[WHAT THE EXERCISE ASKS]
Transcribe exactly the line containing "noticed one of" and every line after it, through the end of the records below.

◆ ◆ ◆ ◆

PR #4942, opened 2020-02-21
Follow-on fixes for auto-save epic

captainsafia:
@victor-meng noticed one of the tests for the auto-save epics was improperly structured. This PR fixes that and a couple of other things:

* Auto-save now uses the `filter` operator and the `isDirty` selector. From the different patterns I tried, this struck the best balance between readability, performance, and testability.
* Auto-save epic tests now use fake-timers to simulate the passing of time that is caused by the `Observable.interval()` creator
* Fixed the notebook model created in the tests so that the isDirty selector would function as appropriate

In addition to the unit tests, I tested this on the desktop app with the following scenarios:
* auto-save every 1000 seconds (change content then don't change every other second and confirm the status bar updates)
* auto-save every 1000 seconds then change auto-save interval by dispatching `SET_CONFIG_AT_KEY` action and confirm everything still works


captainsafia:
Codecov, I just came here to fix bugs and have fun and I honestly feel so disrespected right now.

victor-meng (approved):
Thanks for fixing the tests! I love the idea of replacing `distinctUntilChanged` with `filter` + `isDirty` selector. Makes the code much easier to read and debug.

captainsafia:
@victor-meng Thanks for the review, Victor! Glad you like the new approach. Hopefully all these changes improve the experience for auto-save.

I added some tests to this file to appease Codecov and will merge after this check iteration.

◆ ◆ ◆ ◆

[TASK RESULT]
@victor-meng noticed one of the tests for the auto-save epics was improperly structured. This PR fixes that and a couple of other things:

* Auto-save now uses the `filter` operator and the `isDirty` selector. From the different patterns I tried, this struck the best balance between readability, performance, and testability.
* Auto-save epic tests now use fake-timers to simulate the passing of time that is caused by the `Observable.interval()` creator
* Fixed the notebook model created in the tests so that the isDirty selector would function as appropriate

In addition to the unit tests, I tested this on the desktop app with the following scenarios:
* auto-save every 1000 seconds (change content then don't change every other second and confirm the status bar updates)
* auto-save every 1000 seconds then change auto-save interval by dispatching `SET_CONFIG_AT_KEY` action and confirm everything still works


captainsafia:
Codecov, I just came here to fix bugs and have fun and I honestly feel so disrespected right now.

victor-meng (approved):
Thanks for fixing the tests! I love the idea of replacing `distinctUntilChanged` with `filter` + `isDirty` selector. Makes the code much easier to read and debug.

captainsafia:
@victor-meng Thanks for the review, Victor! Glad you like the new approach. Hopefully all these changes improve the experience for auto-save.

I added some tests to this file to appease Codecov and will merge after this check iteration.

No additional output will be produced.